▸ Data records
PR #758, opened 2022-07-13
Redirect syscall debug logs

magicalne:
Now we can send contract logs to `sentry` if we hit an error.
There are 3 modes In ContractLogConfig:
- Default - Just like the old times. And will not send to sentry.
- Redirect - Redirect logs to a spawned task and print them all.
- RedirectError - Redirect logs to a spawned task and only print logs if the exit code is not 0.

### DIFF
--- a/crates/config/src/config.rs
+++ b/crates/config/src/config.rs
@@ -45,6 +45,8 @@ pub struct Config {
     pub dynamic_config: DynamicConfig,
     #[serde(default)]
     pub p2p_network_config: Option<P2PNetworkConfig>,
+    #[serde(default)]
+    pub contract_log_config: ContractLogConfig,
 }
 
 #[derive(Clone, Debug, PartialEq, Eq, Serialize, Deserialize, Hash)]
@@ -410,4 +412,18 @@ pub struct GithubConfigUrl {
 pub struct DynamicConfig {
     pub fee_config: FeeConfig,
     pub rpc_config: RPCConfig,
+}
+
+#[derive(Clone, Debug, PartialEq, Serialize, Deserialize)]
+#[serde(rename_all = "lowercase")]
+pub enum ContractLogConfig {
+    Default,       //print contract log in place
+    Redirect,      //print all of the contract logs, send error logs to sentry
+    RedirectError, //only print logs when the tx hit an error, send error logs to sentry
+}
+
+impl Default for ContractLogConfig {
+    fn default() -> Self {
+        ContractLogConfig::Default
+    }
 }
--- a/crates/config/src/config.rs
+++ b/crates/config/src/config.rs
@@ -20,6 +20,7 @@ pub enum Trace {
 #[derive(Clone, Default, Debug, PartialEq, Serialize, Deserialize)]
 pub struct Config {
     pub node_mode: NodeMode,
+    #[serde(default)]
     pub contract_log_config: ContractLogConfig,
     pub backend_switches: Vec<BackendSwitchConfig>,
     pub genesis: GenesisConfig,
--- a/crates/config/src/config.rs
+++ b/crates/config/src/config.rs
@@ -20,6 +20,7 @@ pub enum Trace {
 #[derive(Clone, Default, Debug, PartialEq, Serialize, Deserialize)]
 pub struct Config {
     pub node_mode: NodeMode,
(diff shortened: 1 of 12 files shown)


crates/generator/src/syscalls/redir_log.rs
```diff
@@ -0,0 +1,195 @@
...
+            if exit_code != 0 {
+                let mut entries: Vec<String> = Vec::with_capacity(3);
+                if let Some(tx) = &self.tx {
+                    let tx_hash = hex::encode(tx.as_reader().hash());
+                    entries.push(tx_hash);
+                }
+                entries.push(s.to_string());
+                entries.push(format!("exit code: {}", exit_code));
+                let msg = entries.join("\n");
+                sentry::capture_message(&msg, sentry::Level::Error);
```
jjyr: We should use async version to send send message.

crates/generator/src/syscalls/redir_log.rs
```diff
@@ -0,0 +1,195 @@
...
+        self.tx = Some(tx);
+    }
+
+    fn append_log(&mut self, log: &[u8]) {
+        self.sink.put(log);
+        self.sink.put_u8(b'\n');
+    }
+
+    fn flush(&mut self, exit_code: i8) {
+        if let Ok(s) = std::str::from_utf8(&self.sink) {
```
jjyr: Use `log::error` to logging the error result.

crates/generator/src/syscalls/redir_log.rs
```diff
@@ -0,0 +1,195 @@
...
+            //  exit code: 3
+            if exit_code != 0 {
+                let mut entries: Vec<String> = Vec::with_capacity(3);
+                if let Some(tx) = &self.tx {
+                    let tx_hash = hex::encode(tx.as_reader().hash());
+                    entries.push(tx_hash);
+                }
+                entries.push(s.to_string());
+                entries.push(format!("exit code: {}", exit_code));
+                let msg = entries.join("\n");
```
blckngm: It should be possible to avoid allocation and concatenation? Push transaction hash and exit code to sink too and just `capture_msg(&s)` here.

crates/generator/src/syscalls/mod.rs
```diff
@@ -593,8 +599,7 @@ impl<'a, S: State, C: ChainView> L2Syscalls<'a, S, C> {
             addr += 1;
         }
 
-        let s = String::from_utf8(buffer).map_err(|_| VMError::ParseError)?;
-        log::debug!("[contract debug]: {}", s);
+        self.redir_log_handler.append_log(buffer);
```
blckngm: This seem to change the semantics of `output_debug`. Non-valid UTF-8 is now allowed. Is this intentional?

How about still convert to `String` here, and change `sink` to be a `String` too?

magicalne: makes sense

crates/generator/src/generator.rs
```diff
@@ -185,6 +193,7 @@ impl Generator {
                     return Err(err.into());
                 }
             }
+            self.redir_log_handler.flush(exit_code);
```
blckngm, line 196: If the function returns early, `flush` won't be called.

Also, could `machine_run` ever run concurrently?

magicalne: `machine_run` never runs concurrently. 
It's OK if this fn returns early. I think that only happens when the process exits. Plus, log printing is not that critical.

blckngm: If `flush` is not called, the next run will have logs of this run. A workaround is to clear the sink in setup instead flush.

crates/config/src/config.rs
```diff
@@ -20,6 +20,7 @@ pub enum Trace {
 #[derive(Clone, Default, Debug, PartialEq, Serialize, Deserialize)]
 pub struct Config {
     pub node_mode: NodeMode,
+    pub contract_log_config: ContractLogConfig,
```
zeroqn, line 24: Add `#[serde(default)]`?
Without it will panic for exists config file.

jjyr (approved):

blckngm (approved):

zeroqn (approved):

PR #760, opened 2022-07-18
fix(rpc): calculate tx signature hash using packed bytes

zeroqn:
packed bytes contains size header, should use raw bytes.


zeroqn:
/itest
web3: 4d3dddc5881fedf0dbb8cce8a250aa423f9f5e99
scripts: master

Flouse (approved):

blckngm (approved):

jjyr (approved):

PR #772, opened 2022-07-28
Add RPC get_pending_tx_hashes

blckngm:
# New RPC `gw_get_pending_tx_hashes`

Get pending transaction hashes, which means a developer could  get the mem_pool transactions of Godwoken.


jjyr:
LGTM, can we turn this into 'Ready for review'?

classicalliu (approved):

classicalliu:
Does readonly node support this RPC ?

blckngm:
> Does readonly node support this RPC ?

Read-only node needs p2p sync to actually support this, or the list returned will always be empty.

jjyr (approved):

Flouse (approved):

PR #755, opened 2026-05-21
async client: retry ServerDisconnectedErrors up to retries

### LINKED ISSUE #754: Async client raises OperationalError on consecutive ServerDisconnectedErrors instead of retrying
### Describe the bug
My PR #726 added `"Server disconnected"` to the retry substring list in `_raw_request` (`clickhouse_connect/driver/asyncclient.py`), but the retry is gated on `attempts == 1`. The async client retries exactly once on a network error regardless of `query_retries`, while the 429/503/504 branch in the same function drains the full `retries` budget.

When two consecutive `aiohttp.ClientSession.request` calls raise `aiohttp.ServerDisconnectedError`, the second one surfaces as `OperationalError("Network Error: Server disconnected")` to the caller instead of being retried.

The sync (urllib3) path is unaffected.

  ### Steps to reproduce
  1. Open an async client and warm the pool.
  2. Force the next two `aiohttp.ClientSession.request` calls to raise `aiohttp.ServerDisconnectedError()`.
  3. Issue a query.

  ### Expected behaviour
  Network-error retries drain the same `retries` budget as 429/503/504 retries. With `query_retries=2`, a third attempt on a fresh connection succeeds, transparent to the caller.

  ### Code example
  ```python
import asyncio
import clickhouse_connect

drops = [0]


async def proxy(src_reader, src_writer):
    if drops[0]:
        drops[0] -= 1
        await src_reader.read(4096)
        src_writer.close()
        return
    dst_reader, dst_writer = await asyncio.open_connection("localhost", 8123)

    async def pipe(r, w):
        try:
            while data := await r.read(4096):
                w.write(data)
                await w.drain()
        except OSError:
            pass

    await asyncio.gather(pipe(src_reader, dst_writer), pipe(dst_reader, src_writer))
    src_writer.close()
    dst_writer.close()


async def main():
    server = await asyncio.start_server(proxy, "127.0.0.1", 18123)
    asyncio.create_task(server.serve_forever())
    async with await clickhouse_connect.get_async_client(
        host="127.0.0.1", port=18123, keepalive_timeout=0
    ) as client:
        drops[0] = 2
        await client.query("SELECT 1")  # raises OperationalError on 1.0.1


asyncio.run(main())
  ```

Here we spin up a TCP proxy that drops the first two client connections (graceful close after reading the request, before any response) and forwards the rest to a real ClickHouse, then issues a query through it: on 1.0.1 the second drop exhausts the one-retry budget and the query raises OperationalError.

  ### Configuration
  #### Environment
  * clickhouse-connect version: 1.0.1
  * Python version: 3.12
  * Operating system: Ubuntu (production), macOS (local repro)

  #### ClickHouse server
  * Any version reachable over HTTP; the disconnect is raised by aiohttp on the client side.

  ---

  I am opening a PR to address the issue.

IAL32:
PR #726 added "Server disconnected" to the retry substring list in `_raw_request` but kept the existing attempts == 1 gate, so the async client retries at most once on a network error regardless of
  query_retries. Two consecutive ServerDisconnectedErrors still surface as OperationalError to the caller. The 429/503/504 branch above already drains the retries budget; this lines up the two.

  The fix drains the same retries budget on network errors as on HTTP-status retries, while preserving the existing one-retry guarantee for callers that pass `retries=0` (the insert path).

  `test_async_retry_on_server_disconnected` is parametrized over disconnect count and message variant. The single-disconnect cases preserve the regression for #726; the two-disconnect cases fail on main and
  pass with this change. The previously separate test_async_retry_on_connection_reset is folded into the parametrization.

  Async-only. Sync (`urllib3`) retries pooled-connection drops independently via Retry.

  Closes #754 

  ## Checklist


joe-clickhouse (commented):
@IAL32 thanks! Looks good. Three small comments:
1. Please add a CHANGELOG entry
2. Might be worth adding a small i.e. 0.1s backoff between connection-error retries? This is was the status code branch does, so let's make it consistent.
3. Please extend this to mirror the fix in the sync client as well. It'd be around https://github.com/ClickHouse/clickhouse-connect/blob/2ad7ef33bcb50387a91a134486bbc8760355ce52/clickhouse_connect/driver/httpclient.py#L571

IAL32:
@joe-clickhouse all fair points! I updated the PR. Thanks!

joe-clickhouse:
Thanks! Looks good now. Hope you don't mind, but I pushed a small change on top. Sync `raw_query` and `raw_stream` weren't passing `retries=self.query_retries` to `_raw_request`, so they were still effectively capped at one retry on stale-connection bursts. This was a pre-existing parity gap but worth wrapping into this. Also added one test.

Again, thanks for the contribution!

▸ Try it
Only lines of the data holding the word "function" go in the answer. Please copy each of them.

▸ Exercise solution
blckngm, line 196: If the function returns early, `flush` won't be called.
My PR #726 added `"Server disconnected"` to the retry substring list in `_raw_request` (`clickhouse_connect/driver/asyncclient.py`), but the retry is gated on `attempts == 1`. The async client retries exactly once on a network error regardless of `query_retries`, while the 429/503/504 branch in the same function drains the full `retries` budget.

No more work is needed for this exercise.